> WHAT THIS TASK INVOLVES:
The number of lines containing the word "great" is all you should give; count them in the records below.

Collected data:

PR #2005, opened 2026-05-23
data: allow scheme://host URLs with no TLD (localhost, IPs)

achille:
URLs without a public TLD — `http://localhost/`, `http://intranet/`, IPs without dots, etc. — used to be left as plain text because the regex required a `.<tld>` suffix on every host. This PR makes the TLD optional in the `scheme://host` form, so common local-development URLs linkify.

- Also drops the bare `www.X` shortcut from the regex (and the matching `https://` auto-prefix in the caller) and inferring `https://` is a guess.
 
- Added 4 `fragments_parsing` test cases for `http://localhost/foo`, `http://localhost:8080/api`, `https://localhost/secure`, and `ws://localhost:9000/socket`.

### DIFF
--- a/data/src/message.rs
+++ b/data/src/message.rs
@@ -43,8 +43,11 @@ const URL_PATH_RESERVED: &str = r#":?@!&'()*+,;=\[\]"#;
 
 static URL_REGEX: LazyLock<Regex> = LazyLock::new(|| {
     RegexBuilder::new(concatcp!(
-        r#"(?i)(((https?|ircs?|wss?):\/\/|www\.)[\p{Letter}\p{Number}\-@:%._+~#=]{1,256}\.[\p{Letter}\p{Number}]{1,63}\b"#,
-        r#"(?:"#,
+        r#"(?i)("#,
+        r#"(?:https?|ircs?|wss?):\/\/"#,
+        r#"[\p{Letter}\p{Number}\-@:%._+~#=]{1,256}"#,
+        r#"(?:\.[\p{Letter}\p{Number}]{1,63})?"#,
+        r#"\b(?:"#,
         r#"["#, URL_PATH_UNRESERVED, URL_PATH_RESERVED, r#"%\/#]"#,
         r#"*)|halloy:\/\/[^ ]*)"#
     ))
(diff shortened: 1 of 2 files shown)


furudean:
Not sure if I'm reading this right, but a pattern of `www.host` seems overly broad to convert into links in text. Text in buffers may contain a variety of syntax - it's not always standard English. You could imagine there would be a lot of false positives. Very few chat apps treat strings like this like URLs.

achille:
@furudean oh ok, good point, I've updated it (force pushed it) so its a bit more simpler and minimal to review. 

But thinking about this -- different groups will have needs to support different url schemes. Would make sense to maybe expose https://crates.io/crates/linkify (see: https://robinst.github.io/linkify/ ) as a configurable options. 

E.g so folks could just configure their protocols for whatever they need.

data/src/message.rs
```diff
@@ -43,8 +43,11 @@ const URL_PATH_RESERVED: &str = r#":?@!&'()*+,;=\[\]"#;
 
 static URL_REGEX: LazyLock<Regex> = LazyLock::new(|| {
     RegexBuilder::new(concatcp!(
-        r#"(?i)(((https?|ircs?|wss?):\/\/|www\.)[\p{Letter}\p{Number}\-@:%._+~#=]{1,256}\.[\p{Letter}\p{Number}]{1,63}\b"#,
-        r#"(?:"#,
+        r#"(?i)("#,
+        r#"(?:https?|ircs?|wss?):\/\/"#,
+        r#"[\p{Letter}\p{Number}\-@:%._+~#=]{1,256}"#,
+        r#"(?:\.[\p{Letter}\p{Number}]{1,63})?"#,
+        r#"\b(?:"#,
```
englut, line 50: I think to achieve what you want (linkifying: `http://localhost:8080/api`), all you would need to do is this:

```
r#"(?i)(((https?|ircs?|wss?):\/\/|www\.)[\p{Letter}\p{Number}\-@:%._+~#=]{1,256}(\.[\p{Letter}\p{Number}]{1,63})?\b"#,
```

That last group just needs to be optional. Everything else should stay the same.

I do agree that `www.<domain>` linkifying can be an odd experience ~~, but it is already functionality that we have. I am wary about changing existing behaviour that could be expected by users~~ .

englut: Just had a chat with one of the maintainers about this. I think you're good to remove the `www.<domain>` scenario. @furudean is right, it's not common practice and it's not explicit.

In this case, I think all you need is this:

```
r#"(?i)(((https?|ircs?|wss?):\/\/)[\p{Letter}\p{Number}\-@:%._+~#=]{1,256}(\.[\p{Letter}\p{Number}]{1,63})?\b"#,
```

Which... I think you do have something very similar to this already, just including the `\b`. So all good from me! Just be sure to address the clippy issues.

Thanks for taking this on @achille 🙏

englut (approved):

casperstorm (approved):

andymandias:
Thank you!

PR #2013, opened 2026-05-24
Allow to configure broadcast

luca020400:


luca020400:
Those can be handled via `internal_messages`!

PR #2014, opened 2026-05-24
Use `UserDisplay` for quoting replies of actions

englut:
Looks like when displaying the quoted reply of an action, the metadata color is being used regardless of if `display.nickname` has `color` in in the config.

### before
Screenshot_20260524_132218

### after, without color metadata enabled
Screenshot_20260524_132229

### after, with color metadata enabled
image


andymandias (approved):
Looks good to me.  Thank you!

PR #2015, opened 2026-05-25
Allow to add internal buffers to sidebar

luca020400:


luca020400:
Currently the main annoyance is that they use Test<> icons so the alignment is wrong.
What's left is deciding if we want to use the same configs as servers icon for size/show

~~Ideally we'd allow to configure the position (before/after) servers?~~

casperstorm:
Screenshot 2026-06-11 at 19 52 01

I think this is close @luca020400, only thing i would like is that icons follow server icons 🤔.

luca020400:
> Screenshot 2026-06-11 at 19 52 01
> I think this is close @luca020400, only thing i would like is that icons follow server icons 🤔.

The logic now matches upstream_buffer, ideally it should be cleaned up...

luca020400:
image

Now in case `server_icon = "hidden"` the text isn't aligned anymore

casperstorm:
Other than what @luca020400 also brought up, this PR now looks good.

andymandias:
For now I updated it so that internal buffer icons are also controlled by the `sidebar.server_icon` setting.  I assume that's how most users would want it to function (and we don't need a separate toggle for each type of icon in the sidebar).  We could potentially alias that setting to `sidebar.icon` if that's the approach we stick with.

luca020400:
Works great, thanks for the cleanup!

casperstorm (approved):

PR #2029, opened 2026-05-27
Align Unread/Highlight Indicators and Server Badges

andymandias:
Align unread/highlight indicators and server unread/highlight badge.
Shrink default highlight_icon_size such that it matches the server badge size by default.


casperstorm (approved):
Thank you for this andy, my eyes can rest now!

PR #2044, opened 2026-05-31
Force disable auto format if channel has c mode

### LINKED ISSUE #2043: FR: Don't send formatted messages into channels that don't allow that
the `c` mode on channels blocks formatting. halloy attempts to send formatted messages to these channels anyway which causes them to look like plain text to the end user.

Halloy should ideally disable auto-format or ignore `/format` before sending messages to a `+c` channel.

luca020400:
Fixes #2043

### DIFF
--- a/CHANGELOG.md
+++ b/CHANGELOG.md
@@ -1,5 +1,15 @@
 # Unreleased
 
+Fixed:
+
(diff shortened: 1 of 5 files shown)


casperstorm (commented):
Can you add CHANGELOG entry? Code looks great.

casperstorm (approved):

Issue #2045, opened 2026-05-31
Username Highlighting In Contractions


sco1:
It seems like if there is a channel member whose name is the same as the second part of a contraction, e.g. username `t`, then messages that contain words like `can't`, `isn't`, etc. get treated as user mentions.

For example:

<img width="788" height="164" alt="Image" src="https://github.com/user-attachments/assets/f252d168-7c24-48ac-b710-9ef1ad8afcf9" />

Here's my version info:
```
Version: 2026.7
Commit: b41dde61
GPU Backend: Vulkan
GPU Adapter: NVIDIA GeForce RTX 4070 Ti SUPER
VSync: Enabled
Antialiasing: Disabled
```

andymandias:
This should be improved as of 2026.7.1+.

PR #2046, opened 2026-05-31
Redo user regex following https://modern.ircdocs.horse/#clients

luca020400:
Solves #2045


andymandias (commented):
Looks good to me. Can we get a test to cover the fixed issue? I find regex in particular is prone to unintended regressions.

andymandias (approved):
Thank you!

PR #3377, opened 2020-04-27
Adding support to build rippled packages for ubuntu 20.04

manojsdoshi:


Builds/containers/gitlab-ci/verify_head_commit.sh
```diff
@@ -1,6 +1,7 @@
 #!/usr/bin/env sh
 set -ex
 apt -y update
+DEBIAN_FRONTEND="noninteractive" apt-get -y install tzdata
```
thejohnfreeman, line 4: I think the `DEBIAN_FRONTEND=noninteractive` is only required when you pipe the output to another program, but granted, it won't hurt anything.

PR #3356, opened 2020-04-14
Update to RocksDB 6.7.3

miguelportilla:

PR #3379, opened 2020-04-27
Proposed 1.6.0-b4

> THE COMPLETED TASK:
2